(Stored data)
PR #10833, opened 2024-11-19
memtx: do not abort unrelated transactions on DDL

### LINKED ISSUE #10377: Do not abort all yielding memtx transactions when DDL is committed
Currently, any DDL operation aborts **all** yielding memtx transactions, even those that are not directly affected by it:

```lua

box.cfg{
    log_level = 'warn',
    memtx_use_mvcc_engine = true,
}

local s = box.schema.space.create('test')
s:create_index('pk')

box.begin()
s:insert({1})

local f = fiber.new(box.schema.space.create, 'test2')
f:set_joinable(true)
f:join()

box.commit()

os.exit(0)
```

Output:

```
2024-08-07 12:49:27.531 [143562] main/114/lua memtx_tx.c:700 W> Transaction committing DDL (id=392) has aborted another TX (id=391)
2024-08-07 12:49:27.532 [143562] main test.lua:18 E> ER_TRANSACTION_CONFLICT: Transaction has been aborted by conflict
2024-08-07 12:49:27.532 [143562] main F> fatal error, exiting the event loop
```

This is caused by the following code:

https://github.com/tarantool/tarantool/blob/625afe418151de1015483ed24acaa57e1f85efb3/src/box/memtx_engine.cc#L623-L624

In contrast to memtx, Vinyl aborts only affected transactions when a DDL operation is committed, see commit d3e12369565151ba8c0632a84adab4bf90eff23f. We should do something similar in memtx.

drewdzzz:
See the commits for details.

Closes #10377

### DIFF
--- a/changelogs/unreleased/gh-10377-do-not-abort-unrelated-on-ddl.md
+++ b/changelogs/unreleased/gh-10377-do-not-abort-unrelated-on-ddl.md
@@ -1,0 +1,4 @@
+## feature/memtx
+
+* Now DDL operations abort only transactions related to the space that
+  they are modifying (gh-10377).
--- a/src/box/memtx_tx.c
+++ b/src/box/memtx_tx.c
@@ -192,6 +192,8 @@ struct point_hole_item {
 	size_t key_len;
 	/** Storage for short key. @key may point here. */
 	char short_key[16];
+	/** Saved space id. */
+	uint32_t space_id;
 	/** Flag that the hash tables stores pointer to this item. */
 	bool is_head;
 };
@@ -728,47 +730,10 @@ memtx_tx_acquire_ddl(struct txn *tx)
 }
 
 /**
- * Fully temporary and remote transactions cannot possibly conflict each other
- * by definition, so we can filter them out when aborting transactions for DDL.
- * Temporary space transactions are a always nop, since they never have WAL rows
- * associated with them.
- */
-static bool
-memtx_tx_filter_temporary_and_remote_txs(struct txn *txn1, struct txn *txn2)
-{
-	return (txn_is_fully_temporary(txn1) && txn_is_fully_remote(txn2)) ||
-	       (txn_is_fully_remote(txn1) && txn_is_fully_temporary(txn2));
-}
-
-/**
  * Clean and clear all read lists of @a txn.
  */
 static void
 memtx_tx_clear_txn_read_lists(struct txn *txn);
-
-void
-memtx_tx_abort_all_for_ddl(struct txn *ddl_owner)
-{
-	struct txn *to_be_aborted;
-	rlist_foreach_entry(to_be_aborted, &txm.all_txs, in_all_txs) {
-		if (to_be_aborted == ddl_owner)
-			continue;
-		if (txn_has_flag(to_be_aborted, TXN_HANDLES_DDL))
-			continue;
-		if (to_be_aborted->status != TXN_INPROGRESS &&
-		    to_be_aborted->status != TXN_IN_READ_VIEW)
-			continue;
-		if (memtx_tx_filter_temporary_and_remote_txs(ddl_owner,
-							     to_be_aborted))
-			continue;
-		to_be_aborted->status = TXN_ABORTED;
-		txn_set_flags(to_be_aborted, TXN_IS_CONFLICTED);
-		memtx_tx_clear_txn_read_lists(to_be_aborted);
-		say_warn("Transaction processing DDL (id=%lld) has aborted "
-			 "another TX (id=%lld)", (long long) ddl_owner->id,
-			 (long long) to_be_aborted->id);
-	}
-}
 
 /**
  * Fix position of @a txn in global read view list to preserve the list to
@@ -808,6 +773,7 @@ memtx_tx_adjust_position_in_read_view_list(struct txn *txn)
 static void
 memtx_tx_abort_with_conflict(struct txn *victim)
 {
+	assert(victim->psn == 0);
 	if (victim->status == TXN_ABORTED)
 		return;
 	if (victim->status == TXN_IN_READ_VIEW)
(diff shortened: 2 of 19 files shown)


changelogs/unreleased/gh-10377-do-not-abort-unrelated-on-ddl.md
```diff
@@ -0,0 +1,4 @@
+## feature/memtx
+
+* Now DDL operations abort only transactions related to a modified
+  space (gh-10377).
```
p7nov, line 4:
```suggestion
* Now DDL operations abort only transactions related to the space that
  they are modifying (gh-10377).
```

p7nov (approved):

src/box/memtx_tx.c
```diff
@@ -2996,13 +2961,87 @@ memtx_tx_delete_gap(struct gap_item_base *item)
...
+memtx_tx_abort_space_schema_readers(struct space *space, struct txn *ddl_owner)
 {
+	/* Abort all story and gap-with-sucessor readers. */
+	struct memtx_story *story;
+	rlist_foreach_entry(story, &space->memtx_stories, in_space_stories) {
+		struct tx_read_tracker *tracker, *tmp;
+		rlist_foreach_entry_safe(tracker, &story->reader_list,
+					 in_reader_list, tmp) {
+			if (tracker->reader != ddl_owner)
+				memtx_tx_abort_with_conflict(tracker->reader);
```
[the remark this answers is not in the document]
drewdzzz: We could use more fine-grained approach, but it would be more fragile. Imagine altering a primary index. Despite the fact your non-unique secondary index wasn't touched by user, it is actually rebuilt since it uses primary key as a tie-breaker. Are there more pitfalls like this? I believe we would miss one or another.

So let's simply abort all space readers. DDLs are rare actually, so it doesn't seem to be a problem.

src/box/memtx_tx.c
```diff
@@ -2996,13 +2961,87 @@ memtx_tx_delete_gap(struct gap_item_base *item)
...
+			continue;
+		struct txn_stmt *stmt;
+		stailq_foreach_entry(stmt, &txn->stmts, next) {
+			if (stmt->space == space) {
+				memtx_tx_abort_with_conflict(txn);
+				break;
+			}
+		}
+		struct point_hole_item *hole_item;
+		rlist_foreach_entry(hole_item, &txn->point_holes_list,
```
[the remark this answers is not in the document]
drewdzzz: Test `g.test_ddl_aborts_related_point_readers` covers point holes readers - they are used for `get` that hasn't read anything.

src/box/space.c
```diff
@@ -852,6 +852,9 @@ generic_space_swap_index(struct space *old_space, struct space *new_space,
 {
 	SWAP(old_space->index_map[old_index_id],
 	     new_space->index_map[new_index_id]);
+	/* Swap read gaps back - they belong to the old space. */
+	rlist_swap(&old_space->index_map[old_index_id]->read_gaps,
```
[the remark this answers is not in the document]
drewdzzz: Elaborated in commit message:
```
Note that we swap indexes on DDL before the old space is invalidated, so
all index read gaps are actually moved to the new space. It's actually
incorrect but didn't break anything - we delete all transaction's
trackers when it is prepared or aborted, and we used to abort all
in-progress transactions on DDL. But with the new approach, we need
those gaps in the old space in order to find all space readers, so the
commit swaps read gaps back when moving space indexes.
```

src/box/memtx_tx.c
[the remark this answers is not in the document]
drewdzzz: Created a separate parametrized test that checks that DDL does not abort itself and that we don't abort unrelated RO transactions as well.

test/engine-luatest/gh_10375_ddl_does_not_abort_unrelated_transactions_test.lua
```diff
@@ -63,3 +62,92 @@ g.test_ddl_aborts_related_transactions = function(cg)
...
+            box.space.test1:create_index('secondary', {parts = {2, 'unsigned'}})
+        end)
+        f:set_joinable(true)
+        t.assert_equals({f:join()}, {true})
+        t.assert_error_covers({
+            type = 'ClientError',
+            code = box.error.TRANSACTION_CONFLICT,
+        }, box.commit)
+    end, {cg.params.engine})
+end
```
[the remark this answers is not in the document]
drewdzzz: Created a separate parametrized test that checks that DDL does not abort itself and that we don't abort unrelated RO transactions as well.

CuriousGeorgiy (approved):

src/box/space.c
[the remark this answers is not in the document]
drewdzzz: Done:
```c
/*
 * Swap read gaps back - they belong to the old space. It is important
 * since the old space is going to be invalidated and transactional
 * metadata is required to do it correctly.
 */
```

src/box/memtx_tx.c
locker, line 2977: Shouldn't we skip prepared transactions?

src/box/memtx_tx.c
```diff
@@ -2996,13 +2961,87 @@ memtx_tx_delete_gap(struct gap_item_base *item)
...
+				    in_point_holes_list) {
+			if (space->def->id == hole_item->space_id) {
+				memtx_tx_abort_with_conflict(txn);
```
locker, line 3024: We must abort transactions writing to the space because otherwise, they'd crash on commit (`txn_stmt` stores a reference to a space). Do we really need to abort readers? We don't do that in Vinyl.

src/box/memtx_tx.c
drewdzzz: Oh, thanks!
Only active transactions can have trackers - when transaction is prepared or rolled back, all its trackers are deleted. So it makes sense only for iteration over `all_txs`. Fixed:
```diff
diff --git a/src/box/memtx_tx.c b/src/box/memtx_tx.c
index 6ce2cfbde2..98411acbea 100644
--- a/src/box/memtx_tx.c
+++ b/src/box/memtx_tx.c
@@ -773,6 +773,7 @@ memtx_tx_adjust_position_in_read_view_list(struct txn *txn)
 static void
 memtx_tx_abort_with_conflict(struct txn *victim)
 {
+	assert(victim->psn == 0);
 	if (victim->status == TXN_ABORTED)
 		return;
 	if (victim->status == TXN_IN_READ_VIEW)
@@ -2963,8 +2964,10 @@ memtx_tx_delete_gap(struct gap_item_base *item)
 
 /**
  * Abort all concurrent readers of the old schema of the space.
+ * Note that only active transaction can have trackers since when a transaction
+ * is rolled back or prepared all its trackers are deleted.
  */
-void
+static void
 memtx_tx_abort_space_schema_readers(struct space *space, struct txn *ddl_owner)
 {
 	/* Abort all story and gap-with-sucessor readers. */
@@ -3008,6 +3011,9 @@ memtx_tx_abort_space_schema_readers(struct space *space, struct txn *ddl_owner)
 	 */
 	struct txn *txn;
 	rlist_foreach_entry(txn, &txm.all_txs, in_all_txs) {
+		if (txn->status != TXN_INPROGRESS &&
+		    txn->status != TXN_IN_READ_VIEW)
+			continue;
 		if (txn == ddl_owner)
 			continue;
 		struct txn_stmt *stmt;
```

The new assertion covers the problem.

locker: Would be nice to have a test using `ERRINJ_WAL_DELAY` that would ensure this. There's a test for this in Vinyl:

https://github.com/tarantool/tarantool/blob/017700dccdb04edd8470af620c69f3e7c572895b/test/vinyl/errinj_ddl.test.lua#L156-L176

src/box/memtx_tx.c
drewdzzz: 1. Some trackers store keys that are compared to tuples with `key_def`. It's dangerous to compare old keys with a new `key_def` - for example, an `!is_nullable` optimization could be enabled after schema change - old nullable key could lead to a crash in this case. By the way, isn't vinyl affected by this problem too? Doesn't it store keys in read sets of transactions?
2. On space invalidation we remove all the stories and insert tuples according to what `active_ddl` observes. If some RO transactions were not aborted, we would need to think if we don't violate their isolation.

locker: > 1. Some trackers store keys that are compared to tuples with `key_def`. It's dangerous to compare old keys with a new `key_def` - for example, an `!is_nullable` optimization could be enabled after schema change - old nullable key could lead to a crash in this case. By the way, isn't vinyl affected by this problem too? Doesn't it store keys in read sets of transactions?

Vinyl read sets are stored in indexes (`vy_lsm::read_set`), i.e. a read set is dropped along with the index and its key definition. Doesn't it work the same way in memtx?

> 2. On space invalidation we remove all the stories and insert tuples according to what `active_ddl` observes. If some RO transactions were not aborted, we would need to think if we don't violate their isolation.

AFAIU letting read-only transactions proceed wouldn't break transaction serializability - we could assume that they were executed before the DROP/ALTER statement. The code would be so much simpler then and consistent with Vinyl.

src/box/memtx_tx.c
drewdzzz: Yeah, sounds right. Done.

src/box/memtx_tx.c
drewdzzz: Discussed f2f - decided to abort all RO transactions in memtx.

locker (approved):

drewdzzz:
Decided to backport to 3.2 but not to 2.11.

locker:
Cherry-picked to 3.2.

[Prompt]:
Find the line that contains "Vinyl read sets" in the data above. Reproduce it and every later line exactly, through the last one.

[Answer box]:
Vinyl read sets are stored in indexes (`vy_lsm::read_set`), i.e. a read set is dropped along with the index and its key definition. Doesn't it work the same way in memtx?

> 2. On space invalidation we remove all the stories and insert tuples according to what `active_ddl` observes. If some RO transactions were not aborted, we would need to think if we don't violate their isolation.

AFAIU letting read-only transactions proceed wouldn't break transaction serializability - we could assume that they were executed before the DROP/ALTER statement. The code would be so much simpler then and consistent with Vinyl.

src/box/memtx_tx.c
drewdzzz: Yeah, sounds right. Done.

src/box/memtx_tx.c
drewdzzz: Discussed f2f - decided to abort all RO transactions in memtx.

locker (approved):

drewdzzz:
Decided to backport to 3.2 but not to 2.11.

locker:
Cherry-picked to 3.2.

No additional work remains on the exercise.